Eldrick memakai sweater putih polos berkerah o-neck dengan celana chino berwarna krem. Tubuhnya yang atletis dan jangkung membuatnya terlihat keren meski baju tersebut merupakan setelan casual.

Semakin lama ia menatap dirinya di depan cermin semakin membuatnya sadar bahwa ia sedang menunggu seseorang yang tak mungkin menjadi miliknya.

"Tidak! Aku tak bisa menyukainya." Ucap Eldrick keras-keras. Ia melangkahkan kakinya keluar dari kamar dan betapa terkejutnya ia saat mendapati Loria berada tepat di depan kamarnya.

"Kau ..." Eldrick menunjuk Loria dengan jari telunjuknya. Matanya membulat sempurna dan gerak geriknya nampak sangat salah tingkah.

"Ada yang salah?" tanya Loria kebingungan. "Mengapa kau terlihat aneh?"

"Sudah berapa lama kau berada disini? Mengapa kau langsung masuk kesini dan tak menungguku di ruang tamu?" Eldrick membrondong Loria dengan banyak pertanyaan.

"Ah, maaf. Itu," Loria menunjuk seorang wanita paruh baya yang sudah bersiap untuk pulang. "Wanita itu, dia menyuruhku masuk ke dalam, karena aku berkata padanya bahwa aku atasanmu di Osborne," Loria menjelaskan pada Eldrick.

"Lalu kau mendengar apa yang baru saja kukatakan?" tanya Eldrick kemudian. Ia masih merasa tak nyaman pada Loria. Jelas ia mengatakannya dengan sangat lantang barusan.

"Aku hanya mendengar kau berteriak bahwa kau tak bisa menyukainya," sahut Loria lebih santai. "Kau menyukai seseorang? Kau tak berani mengungkapkannya?" tanya Loria.

Eldrick mengabaikan pertanyaan yang Loria cetuskan padanya. Ia memilih berjalan meninggalkan Loria yang masih berdiri di depan pintu kamarnya, untuk menyembunyikan rona wajahnya yang kini bersemu merah.

"Tunggu aku!" Loria berseru lalu menyamakan langkah kakinya dengan Eldrick.

Ruang praktek Eldrick masih berada di dalam denah rumahnya. Hanya saja Eldrick membangun ruang praktek kerja khusus miliknya berada di sekitar halaman rumah.

"Duduk dahulu dan tenangkan dirimu. Buat dirimu senyaman mungkin saat berada di ruangan ini," ucap Eldrick pada Loria.

"Bukankah seharusnya kau lah yang menenangkan diri?" seloroh Loria. Matanya terus menatap Eldrick yang masih saja salah tingkah. "Ah, ataukah kau masih mengingat kejadian semalam? Kubilang itu hanyalah kecelakaan dan aku tak pernah menganggap kita benar-benar melakukannya," ungkap Loria enteng.

"Bukan itu," sergah Eldrick. "Hanya saja ..."

"Hanya saja?" Loria mengulangi perkataan Eldrick yang belum diselesaikan.

"Sudahlah, itu tak penting. Yang terpenting kini adalah kesembuhanmu," sahut Eldrick. "Aku tak akan membuatmu bercerita, aku hanya akan menunggumu untuk mengungkapkannya dengan tulus dari hatimu,"
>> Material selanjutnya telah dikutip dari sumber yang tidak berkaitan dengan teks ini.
PR #1434, opened 2017-10-25
Add option to select geometry on swaygrab

### LINKED ISSUE #1421: swaygrab: support region selection
swaygrab is working nicely but it would be nice to be able to select a window or a region with the mouse instead of taking the full screen for producing the screenshot (like [maim/slop](https://github.com/naelstrof/maim))

ranisalt:
This fixes #1421 and I use it as `swaygrab -g $(slop)` as slop works fine on Wayland.

I had to shift other options padding a bit to fit the geometry model (`width x height +- x +- y`).

I could make it work with slop directly like maim does, but I don't feel it's necessary.

### DIFF
--- a/swaygrab/main.c
+++ b/swaygrab/main.c
@@ -168,6 +168,7 @@ int main(int argc, char **argv) {
 	char *output = NULL;
 	int framerate = 30;
 	bool grab_focused = false;
+	char *geometry = NULL;
 
 	init_log(L_INFO);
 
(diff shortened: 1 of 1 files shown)


SirCmpwn:
Sorry, no new features are being accepted at this time.

cauebs:
Wouldn't it be best to leave this open?

SirCmpwn:
No.

luctrudeau:
Seeing that screenshot options under wayland are limited, This feature would be a great addition to swaygrab. Is there another way to take a screenshot for only a region of the screen?

ReK2Fernandez:
@SirCmpwn so when does the new version with the merge coming out? is there an approx ETA?

SirCmpwn:
>is there an approx ETA?

No.

ammgws:
@luctrudeau For now you could try something like [this](https://github.com/ammgws/dotfiles/blob/master/fish/functions/screenshot.fish#L70-L73) or [this](https://github.com/ammgws/dotfiles/blob/master/fish/functions/screenshot.fish#L75-L7) to screenshot a specific region.

PR #1772, opened 2018-04-07
Improve dependency check for libinput

bpinto:
Feel free to close this PR if it's not something you would like to have.

I created this PR because the `README` file mentions this version is required (error prone) while the build doesn't check it.


SirCmpwn:
Thanks!

PR #1773, opened 2018-04-08
Use full ws->name in swaybar hotspot callback

thejan2009:
Problem: clicking on swaybar workspace hotspot creates new workspace if `strip_workspace_numers` is enabled. Reason is wrong name in hotspot callback.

"Aneh, semua dokter yang kutemui selalu memintaku bercerita dan keluhan apa saja yang aku rasakan, setelahnya merencanakan terapi lalu mengambil kesimpulan tentang obat-obatan apa yang harus aku konsumsi," kelakar Loria.

"Kau hanya perlu mendapatkan cinta yang tulus," ucap Eldrick. Suaranya mendadak berubah manis dan juga menenangkan. Berbeda dengan nada suara Eldrick yang Loria kenal beberapa waktu lalu. Dan itu mampu membuat Loria terhipnotis untuk beberapa saat.
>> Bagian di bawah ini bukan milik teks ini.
PR #1775, opened 2018-04-08
Add workspace_auto_back_and_forth command

thejan2009:
This is the only missing piece - other code regarding this functionality has
already been ported from pre-wlroots source.


SirCmpwn:
Thanks!

PR #1781, opened 2018-04-08
Add input "identifier" map_to_output "identifier"

SirCmpwn:


sway/config/input.c
```diff
@@ -88,6 +88,10 @@ void merge_input_config(struct input_config *dst, struct input_config *src) {
 		free(dst->xkb_variant);
 		dst->xkb_variant = strdup(src->xkb_variant);
 	}
+	if (src->mapped_output) {
+		free(src->mapped_output);
```
thejan2009: s/src/dst/

SirCmpwn: Thanks!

"Kau berlagak sok tahu akan semua kejadian yang aku alami," ucap Loria.

"Hilangnya tunanganmu, dipojokan oleh keluarga tunanganmu yang menuduhmu bahwa kau adalah penyebab hilangnya pria dewasa yang notabanenya adalah seorang pewaris, dan juga kedatangan ibu kandungmu yang tiba-tiba," Eldrick berkata panjang lebar.
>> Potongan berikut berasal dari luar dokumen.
PR #1783, opened 2018-04-09
Fix buffer issues in swaybar status line

RyanDwyer:
This PR fixes a null termination issue and two dangling pointers.

# Null termination issue

The string that read() returns is not null terminated, so the `while (*cur)` loop could run into garbage data. In all my testing this has sometimes resulted in a "failed to parse i3bar json" message, and sometimes an infinite loop where swaybar pegs the CPU and nothing is displayed (or updated) in the status line part of the bar.

To prevent this I'm setting the null byte manually.

To test, run swaybar with a status command several times. Without my PR one of the above symptoms occurs about once in every 5 launches. With my PR it should not display the parse error message nor become unresponsive at all.

# Dangling pointers

When increasing the buffer size, `cur` and `state->current_node` need to be updated accordingly as these point into the old buffer.

To test this, you can make Conky return a JSON element over 4096 bytes long, but it's easier to temporarily change the default buffer_size from 4096 to something small like 16 in swaybar/status_line.c line 74.

### DIFF
--- a/swaybar/i3bar.c
+++ b/swaybar/i3bar.c
@@ -113,8 +113,9 @@ bool i3bar_handle_readable(struct status_line *status) {
 	char *cur = &state->buffer[state->buffer_index];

"Lalu trauma utamaku?" tanya Loria santai seakan ia tengah menguji kemampuan Eldrick dalam mengdiagnosa.

"Ibu kandungmu," sahut Eldrick tegas. "Elizabet Winslow adalah pemicu dari trauma yang kau derita saat ini," lanjut Eldrick.

"Ayahku tewas tepat 2 hari setelah mereka berdua bercerai," tukas Loria. Ia memelankan nada suaranya saat mengatakan hal tersebut. Baginya kehilangan sosok ayahlah yang membuatnya amat terpukul. "Bukan karena sakit," lanjut Loria lagi.